§ **Your task**
What you produce should be every line from the data that includes "seems".
= = = = = = =
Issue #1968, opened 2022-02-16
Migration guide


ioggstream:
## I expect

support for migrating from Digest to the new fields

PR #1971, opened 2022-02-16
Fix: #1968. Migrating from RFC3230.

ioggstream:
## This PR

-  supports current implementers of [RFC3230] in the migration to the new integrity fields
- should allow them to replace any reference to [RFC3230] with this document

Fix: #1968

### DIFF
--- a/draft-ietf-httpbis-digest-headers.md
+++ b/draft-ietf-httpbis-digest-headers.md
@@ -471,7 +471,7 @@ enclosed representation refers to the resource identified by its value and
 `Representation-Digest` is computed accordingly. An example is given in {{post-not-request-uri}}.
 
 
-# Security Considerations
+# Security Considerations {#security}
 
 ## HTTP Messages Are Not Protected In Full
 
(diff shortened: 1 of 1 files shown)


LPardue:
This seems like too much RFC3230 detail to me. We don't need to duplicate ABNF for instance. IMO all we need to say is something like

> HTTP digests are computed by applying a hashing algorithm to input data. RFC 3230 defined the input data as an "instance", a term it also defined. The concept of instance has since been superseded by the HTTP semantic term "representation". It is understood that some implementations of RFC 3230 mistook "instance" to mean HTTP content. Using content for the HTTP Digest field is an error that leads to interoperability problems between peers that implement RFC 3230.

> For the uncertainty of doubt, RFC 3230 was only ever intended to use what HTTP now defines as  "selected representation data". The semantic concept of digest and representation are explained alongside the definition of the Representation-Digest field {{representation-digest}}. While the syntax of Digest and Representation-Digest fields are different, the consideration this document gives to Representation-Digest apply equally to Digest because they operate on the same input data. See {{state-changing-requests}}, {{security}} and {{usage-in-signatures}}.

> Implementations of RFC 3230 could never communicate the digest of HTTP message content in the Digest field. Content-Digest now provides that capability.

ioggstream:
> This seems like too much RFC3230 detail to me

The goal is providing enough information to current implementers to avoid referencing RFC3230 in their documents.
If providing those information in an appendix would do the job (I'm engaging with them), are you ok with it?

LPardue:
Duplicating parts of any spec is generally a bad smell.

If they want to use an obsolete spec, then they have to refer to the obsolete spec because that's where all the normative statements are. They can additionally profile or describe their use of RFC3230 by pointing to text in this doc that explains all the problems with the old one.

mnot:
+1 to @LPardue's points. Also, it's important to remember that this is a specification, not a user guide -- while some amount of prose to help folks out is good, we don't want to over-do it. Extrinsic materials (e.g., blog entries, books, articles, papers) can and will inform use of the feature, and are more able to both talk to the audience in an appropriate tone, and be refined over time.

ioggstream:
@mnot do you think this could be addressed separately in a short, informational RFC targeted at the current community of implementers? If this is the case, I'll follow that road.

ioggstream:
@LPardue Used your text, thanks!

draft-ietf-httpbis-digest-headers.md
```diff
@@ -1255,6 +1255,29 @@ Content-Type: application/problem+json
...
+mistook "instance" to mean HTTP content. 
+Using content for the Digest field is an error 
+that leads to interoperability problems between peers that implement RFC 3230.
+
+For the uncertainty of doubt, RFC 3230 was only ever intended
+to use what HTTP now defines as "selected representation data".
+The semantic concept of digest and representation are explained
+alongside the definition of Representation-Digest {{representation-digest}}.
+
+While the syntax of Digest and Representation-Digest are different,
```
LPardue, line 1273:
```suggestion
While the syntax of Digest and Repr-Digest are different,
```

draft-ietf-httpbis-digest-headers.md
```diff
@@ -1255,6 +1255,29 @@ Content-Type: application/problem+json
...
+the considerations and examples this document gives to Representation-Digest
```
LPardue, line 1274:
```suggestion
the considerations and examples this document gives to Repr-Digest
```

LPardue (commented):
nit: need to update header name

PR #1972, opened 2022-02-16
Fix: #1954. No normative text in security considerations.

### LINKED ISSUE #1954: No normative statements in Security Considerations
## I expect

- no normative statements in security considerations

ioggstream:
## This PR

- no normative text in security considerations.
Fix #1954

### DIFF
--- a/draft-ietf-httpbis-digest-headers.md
= = = = = = =
§ **Response to the task**
This seems like too much RFC3230 detail to me. We don't need to duplicate ABNF for instance. IMO all we need to say is something like
> This seems like too much RFC3230 detail to me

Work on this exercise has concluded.